_Work order_. Say how many of the lines below include the word "pull". Only the number should be given.

_Recorded data_.

PR #6595, opened 2022-09-16
Updated fill arg typehint for affine, perspective and elastic ops

vfdev-5:
Follow-up to https://github.com/pytorch/vision/pull/6594

### DIFF
--- a/torchvision/prototype/features/_image.py
+++ b/torchvision/prototype/features/_image.py
@@ -177,12 +177,11 @@ class Image(_Feature):
         if not isinstance(padding, int):
             padding = list(padding)
 
-        # PyTorch's pad supports only scalars on fill. So we need to overwrite the colour
-        if isinstance(fill, (int, float)) or fill is None:
-            output = self._F.pad_image_tensor(self, padding, fill=fill, padding_mode=padding_mode)
-        else:
-            output = self._F._geometry._pad_with_vector_fill(self, padding, fill=fill, padding_mode=padding_mode)
+        # This cast does Sequence -> List and is required to make mypy happy
+        if not (fill is None or isinstance(fill, (int, float))):
+            fill = list(fill)
 
+        output = self._F.pad_image_tensor(self, padding, fill=fill, padding_mode=padding_mode)
         return Image.new_like(self, output)
 
     def rotate(
--- a/torchvision/prototype/features/_image.py
+++ b/torchvision/prototype/features/_image.py
@@ -177,9 +177,7 @@ class Image(_Feature):
         if not isinstance(padding, int):
             padding = list(padding)
 
-        # This cast does Sequence -> List and is required to make mypy happy
-        if not (fill is None or isinstance(fill, (int, float))):
-            fill = list(fill)
+        fill = self._F._geometry._convert_fill_arg(fill)
 
         output = self._F.pad_image_tensor(self, padding, fill=fill, padding_mode=padding_mode)
         return Image.new_like(self, output)
--- a/torchvision/prototype/transforms/functional/_geometry.py
+++ b/torchvision/prototype/transforms/functional/_geometry.py
@@ -590,7 +590,23 @@ pad_image_pil = _FP.pad
 def pad_image_tensor(
     img: torch.Tensor,
     padding: Union[int, List[int]],
-    fill: Optional[Union[int, float]] = 0,
+    fill: Optional[Union[int, float, List[float]]] = None,
+    padding_mode: str = "constant",
+) -> torch.Tensor:
+    if fill is None:
+        # This JIT workaround
+        return _pad_with_scalar_fill(img, padding, fill=None, padding_mode=padding_mode)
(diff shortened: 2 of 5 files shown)


torchvision/prototype/features/_image.py
```diff
@@ -177,12 +177,11 @@ def pad(
         if not isinstance(padding, int):
             padding = list(padding)
 
-        # PyTorch's pad supports only scalars on fill. So we need to overwrite the colour
-        if isinstance(fill, (int, float)) or fill is None:
-            output = self._F.pad_image_tensor(self, padding, fill=fill, padding_mode=padding_mode)
-        else:
-            output = self._F._geometry._pad_with_vector_fill(self, padding, fill=fill, padding_mode=padding_mode)
+        # This cast does Sequence -> List and is required to make mypy happy
+        if not (fill is None or isinstance(fill, (int, float))):
```
vfdev-5, line 181: I maybe need to replace this with `_convert_fill_arg`

torchvision/prototype/transforms/functional/_geometry.py
```diff
@@ -591,7 +590,23 @@ def rotate(
 def pad_image_tensor(
     img: torch.Tensor,
     padding: Union[int, List[int]],
-    fill: Optional[Union[int, float]] = 0,
+    fill: Optional[Union[int, float, List[float]]] = None,
```
datumbox, line 593: I know this kernel is private on stable and I agree with the change to ensure consistency. Any BC breakages that can creep upwards due to the change on the default value?

torchvision/prototype/transforms/functional/_geometry.py
```diff
@@ -591,7 +590,23 @@ def rotate(
...
+    padding_mode: str = "constant",
+) -> torch.Tensor:
+    if fill is None:
+        # This is a JIT workaround
+        return _pad_with_scalar_fill(img, padding, fill=None, padding_mode=padding_mode)
+    elif isinstance(fill, (int, float)) or len(fill) == 1:
+        fill_number = fill[0] if isinstance(fill, list) else fill
+        return _pad_with_scalar_fill(img, padding, fill=fill_number, padding_mode=padding_mode)
```
datumbox, line 601: I just wonder if we could do something like:
```suggestion
    if fill is None or isinstance(fill, (int, float)) or len(fill) == 1:
        if fill is None:
            fill = 0
        fill_number = fill[0] if isinstance(fill, list) else fill
        return _pad_with_scalar_fill(img, padding, fill=fill_number, padding_mode=padding_mode)
```

To avoid the duplicate dispatch to scalar. I assume that `fill-None` ends up becoming 0?

torchvision/prototype/transforms/functional/_geometry.py
```diff
@@ -591,7 +590,23 @@ def rotate(
...
+    else:
+        return _pad_with_vector_fill(img, padding, fill=fill, padding_mode=padding_mode)
+
+
+def _pad_with_scalar_fill(
+    img: torch.Tensor,
+    padding: Union[int, List[int]],
+    fill: Optional[Union[int, float]] = None,
```
datumbox, line 609: If what I proposed above makes sense, you can avoid the optional here:
```suggestion
    fill: Union[int, float],
```

At any case I don't think we should pass a default value here `None`. We should always receive it as a positional arg, similar to what we do for `_pad_with_vector_fill`

datumbox (commented):
Overall looks good. A few questions/suggestions but nothing major. Let me know your thoughts.

torchvision/prototype/transforms/functional/_geometry.py
vfdev-5: I can change it to `fill: Union[int, float, None]` and remove default value.

torchvision/prototype/transforms/functional/_geometry.py
vfdev-5: I was thinking that below code is valid, but JIT does not agree
```
    if fill is None or isinstance(fill, (int, float)) or len(fill) == 1:
        fill_number = fill[0] if isinstance(fill, list) else fill
```

torchvision/prototype/transforms/functional/_geometry.py
vfdev-5: `pad_image_tensor` is low-level new API so I think there is no BC to keep. In any case fill=None will be transformed to fill=0 inside https://github.com/pytorch/vision/blob/c0911e31d367eca9600541bd634564c73753abbf/torchvision/transforms/functional_tensor.py#L381-L382

datumbox:
@vfdev-5 The work of making `F` JIT-scriptable (see https://github.com/pytorch/vision/pull/6584) depends on this PR. We should consider replacing Sequences for Lists and updating the `_convert_fill_arg()` to be JIT scriptable.

pmeier (approved):
Nothing stands out, so LGTM if CI is green.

_Answer section_. 2